TO DO | A word-for-word transcription of every record is needed.

INPUT |
PR #14518, opened 2025-07-09
Add support for installing pyodide Pythons

hoodmane:
- [x] Add tests

### DIFF
--- a/crates/uv-platform/src/lib.rs
+++ b/crates/uv-platform/src/lib.rs
@@ -110,7 +110,7 @@ impl Platform {
         // TODO: Allow inequal variants, as we don't implement variant support checks yet.
         // See https://github.com/astral-sh/uv/pull/9788
         // For now, allow same architecture family as a fallback
-        if self.arch.family() == other.arch.family() {
+        if self.arch.family() != other.arch.family() {
             trace!(
                 "Architecture `{}` is not compatible with `{}`",
                 self.arch, other.arch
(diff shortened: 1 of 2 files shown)


crates/uv-python/src/lib.rs
```diff
@@ -2603,4 +2693,45 @@ mod tests {
...
+                PythonPreference::OnlySystem,
+                &context.cache,
+                Preview::default(),
+            )
+        })??;
+        // TODO: How to fix this?
+        assert_eq!(
+            python.interpreter().python_full_version().to_string(),
+            "3.15.7"
+        );
```
hoodmane: @zanieb I tried to figure out how to sort the Emscripten interpreters after all the others but couldn't figure out how. Maybe `find_python_installation` should just discard them? I think it makes the most sense to only use them when specifically requested.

ANSWER TO THIS TASK |
PR #14518, opened 2025-07-09
Add support for installing pyodide Pythons

hoodmane:
- [x] Add tests

### DIFF
--- a/crates/uv-platform/src/lib.rs
+++ b/crates/uv-platform/src/lib.rs
@@ -110,7 +110,7 @@ impl Platform {
         // TODO: Allow inequal variants, as we don't implement variant support checks yet.
         // See https://github.com/astral-sh/uv/pull/9788
         // For now, allow same architecture family as a fallback
-        if self.arch.family() == other.arch.family() {
+        if self.arch.family() != other.arch.family() {
             trace!(
                 "Architecture `{}` is not compatible with `{}`",
                 self.arch, other.arch
(diff shortened: 1 of 2 files shown)


crates/uv-python/src/lib.rs
```diff
@@ -2603,4 +2693,45 @@ mod tests {
...
+                PythonPreference::OnlySystem,
+                &context.cache,
+                Preview::default(),
+            )
+        })??;
+        // TODO: How to fix this?
+        assert_eq!(
+            python.interpreter().python_full_version().to_string(),
+            "3.15.7"
+        );
```
hoodmane: @zanieb I tried to figure out how to sort the Emscripten interpreters after all the others but couldn't figure out how. Maybe `find_python_installation` should just discard them? I think it makes the most sense to only use them when specifically requested.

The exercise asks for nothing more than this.